Airline Towns Feel Pinch of Industry Woes
PEACHTREE CITY, Ga. (AP) _ This tree-lined Atlanta suburb bears little resemblance to Rust Belt communities, but the ``For Sale″ signs posted outside $250,000-and-up homes betray the fact that like factory and mill towns, this area is suffering amid the decline of its major industry.
Layoffs at the major airlines, particularly at Delta, have hit hard, forcing employees to cut their spending and, in some cases, move away.
Furloughed Delta pilot Grady Boyce is doing without the luxuries that drive economies in airline towns: No more movies, no eating out, no expensive gifts.
``First time you get furloughed, you figure you’re not going to be out that long,″ said Boyce, 34, who has been off the job a year. ``It takes a while to settle in. You go through depression, a whole cycle of getting over the shock. It’s really a bummer for the people it affects.″
The lingering effect of the Sept. 11 terrorist attacks continues to weigh on the industry _ Delta and Northwest reported heavy losses in the first quarter, gave gloomy outlooks and have laid off thousands of workers. Delta has laid off 16,000 employees since the attacks and has 1,116 pilots on furlough, the pilots’ union says.

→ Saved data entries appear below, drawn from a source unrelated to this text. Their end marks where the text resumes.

PR #2155, opened 2024-09-11
[DataTables] Add DataTables UX integration

pentiminax:
| Q             | A
| ------------- | ---
| Bug fix?      | no
| New feature?  | yes
| Issues        | Fix #...
| License       | MIT

I developed an integration of the [DataTables ](https://datatables.net/) library.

The war in Iraq and the SARS virus in Asia have slowed international travel even more. And the struggling economy has prompted deep travel discounts.
All that trickles down to the communities the airlines’ employees call home.
In Peachtree City, an upper middle-class community of 35,000 about 30 miles south of Atlanta and close to Hartsfield International Airport, one in 20 households has some connection to the aviation industry.
Sales tax revenue has dropped 3 percent in the past year, and small restaurants and mom-and-pop shops that relied on the airline employees are hurting.
Chris Clark of the Fayette County Development Authority said his office helped 187 small businesses last fiscal year that were looking to downsize or were on the verge of closing. That number has swelled to 255 so far this year in part because of Delta’s problems, he said.
``We’ve seen some stores change their hours, a few close, some look to other areas,″ Clark said.
Bloomington, Minn., is going through similar problems because of its concentration of Northwest employees from nearby Minneapolis-St. Paul International Airport. In March, Northwest cut its work force by 4,900.
There’s no denying the impact the airlines’ woes have had on the local economy, said Bob Hawbaker, a senior planner in the community of 85,000 people next to Minneapolis-St. Paul International Airport.
``It’s critically important to business to have good airline transportation in and out of the city,″ Hawbaker said. ``That and the interstate highway system are the economic engines of Bloomington.″
Boyce has applied for numerous jobs in the service, managerial and teaching fields, but has had no luck.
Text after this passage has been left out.